[THE INPUT]
PR #10821, opened 2025-01-08
Moving details from blog post

ManickaP:
Added notes to remarks for SP and SPM properties about their behavior on modern .NET.

Ready for review.

**Use "Hide whitespace changes" for comparison.**

### DIFF
--- a/xml/System.Net/ServicePoint.xml
+++ b/xml/System.Net/ServicePoint.xml
@@ -324,7 +324,7 @@ Although a <xref:System.Net.ServicePoint> object can make multiple connections t
 ## Remarks
 
 > [!NOTE]
->  Since .NET 9, this property is not implemented.
+>  This property is only implemented on .NET Framework.
 
 ## Examples
  The following code example displays the value of this property.
@@ -658,7 +658,7 @@ Although a <xref:System.Net.ServicePoint> object can make multiple connections t
  The <xref:System.Net.ServicePoint.CurrentConnections> property contains the number of open Internet connections associated with this <xref:System.Net.ServicePoint> object. The value of <xref:System.Net.ServicePoint.CurrentConnections> cannot exceed that of <xref:System.Net.ServicePoint.ConnectionLimit>.
 
 > [!NOTE]
->  Since .NET 9, this property is not implemented.
+>  This property is only implemented on .NET Framework.
 
 ## Examples
  The following code example uses the <xref:System.Net.ServicePoint.CurrentConnections> property to determine the number of open Internet connections associated with this <xref:System.Net.ServicePoint> object.
@@ -1190,7 +1190,7 @@ The `GetHashCode` method returns a hash code of this instance. This value can be
  Pipelining is described in detail in IETF RFC 2616 section 8.1.2.2.
 
 > [!NOTE]
->  Since .NET 9, this property is not implemented.
+>  This property is only implemented on .NET Framework.
 
 ## Examples
  The following code example displays the value of this property.
--- a/xml/System.Net/ServicePointManager.xml
+++ b/xml/System.Net/ServicePointManager.xml
@@ -423,7 +423,7 @@
 ## Remarks
 
 > [!NOTE]
->  Since .NET 9, this property is not implemented.
+>  This property is only implemented on .NET Framework.
 
 ## Examples
  The following code example sets this property.
@@ -484,7 +484,7 @@
  When more than one IP address is associated with a host name, a DNS resolution normally returns only the first IP address. If you set this property to `true`, then subsequent DNS resolutions will cycle through all available IP addresses for a particular host. This option is useful when a service uses DNS as a load balancing mechanism between servers or server clusters.
 
 > [!NOTE]
->  Since .NET 9, this property is not implemented.
+>  This property is only implemented on .NET Framework.
 
 ## Examples
  The following code example sets this property.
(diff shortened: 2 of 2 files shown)


xml/System.Net/ServicePointManager.xml
```diff
@@ -123,22 +123,25 @@
...
-  
+          <format type="text/markdown"><![CDATA[
+
+## Remarks
+ When the <xref:System.Net.ServicePointManager.CertificatePolicy%2A> property is set to an <xref:System.Net.ICertificatePolicy> interface object, the <xref:System.Net.ServicePointManager> object uses the certificate policy defined in that instance instead of the default certificate policy.
+
+ The default certificate policy allows valid certificates and valid certificates that have expired.
+
+> [!NOTE]
+>  On modern .NET, maps to [`CertificateRevocationCheckMode`](https://learn.microsoft.com/dotnet/api/system.net.security.sslclientauthenticationoptions.certificaterevocationcheckmode) on [`SocketsHttpHandler.SslOptions`](https://learn.microsoft.com/dotnet/api/system.net.http.socketshttphandler.ssloptions)
```
antonfirsov, line 134:
```suggestion
>  On modern .NET, maps to <xref:System.Net.Security.SslClientAuthenticationOptions.CertificateRevocationCheckMode%2A?displayProperty=nameWithType> on <xref:System.Net.Http.SocketsHttpHandler.SslOptions%2A?displayProperty=nameWithType>.
```

ManickaP: Fixed.

xml/System.Net/ServicePoint.xml
```diff
@@ -187,14 +187,17 @@
...
+## Remarks
 
 [!INCLUDE [obsolete-notice](~/includes/web-request-obsolete.md)]
 
- Some load balancing techniques require a client to use a specific local IP address and port number, rather than <xref:System.Net.IPAddress.Any?displayProperty=nameWithType> (or <xref:System.Net.IPAddress.IPv6Any?displayProperty=nameWithType> for Internet Protocol Version 6) and an ephemeral port. Your <xref:System.Net.ServicePoint.BindIPEndPointDelegate> can satisfy this requirement.  
-  
+ Some load balancing techniques require a client to use a specific local IP address and port number, rather than <xref:System.Net.IPAddress.Any?displayProperty=nameWithType> (or <xref:System.Net.IPAddress.IPv6Any?displayProperty=nameWithType> for Internet Protocol Version 6) and an ephemeral port. Your <xref:System.Net.ServicePoint.BindIPEndPointDelegate> can satisfy this requirement.
+
+> [!NOTE]
+>  On modern .NET, <xref:System.Net.HttpWebRequest> uses <xref:System.Net.Http.SocketsHttpHandler.ConnectCallback?displayProperty=nameWithType> to bind the underlying socket to the endpoint from this delegate.
```
antonfirsov, line 199: > modern .NET

I don't see us using this term anywhere else in the API docs. Moreover, these properties are unimplemented on .NET 8, which is still LTS. I would prefer us being specific here and elaborate the behavior per-version.

ManickaP: Some of these were implemented in the past, some of them are there from the very beginning of .NET Core, some have been implemented this latest release. For that reason I chose the cop out of "Modern .NET" here. As figuring out what exact version to use for each of these is gonna be quite time consuming.
I can do that if you think it's worth the effort, but I don't really want to :smiling_face_with_tear:

antonfirsov: @gewarren any general guidelines about the terminlogy and the level of detail we should use here?

gewarren: I agree with Anton. "Modern .NET" doesn't provide clarity and will almost certainly lead to negative feedback for confused customers. Also, 10 years from now, the versions you're referring to won't be considered "modern .NET". Do you want me to try and help figure out the versions?

ManickaP: As another cop out, I can just put .NET 9 everywhere. It's not wrong info, just in some cases it might be working for older versions as well.

> Do you want me to try and help figure out the versions?

Feel free to try, but just FYI, it's not about looking at the property itself, but at its usages in different classes (mainly `HttpWebRequest` AFAIK) and seeing if it's used in way that it will affect something.

antonfirsov: I'm fine putting .NET 9+ everywhere.

xml/System.Net/ServicePoint.xml
```diff
@@ -317,15 +320,19 @@ Although a <xref:System.Net.ServicePoint> object can make multiple connections t
...
-          <format type="text/markdown"><![CDATA[  
-  
-## Examples  
- The following code example displays the value of this property.  
-  
+          <format type="text/markdown"><![CDATA[
+## Remarks
+
+> [!NOTE]
+>  Since .NET 9, this property is not implemented.
```
antonfirsov, line 327: This sounds like if there was an implementation in .NET 8, but then we removed it. For unimplemented properties, it would be more accurate to state that

```suggestion
>  This property is only implemented on .NET Framework.
```

ManickaP: :facepalm: I did global replace and didn't read it.

ManickaP: Fixed.

antonfirsov (approved):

[TASK ITEM] If a line of the listing contains "default", count it; state the final number and nothing more.

[ANSWER AREA] 2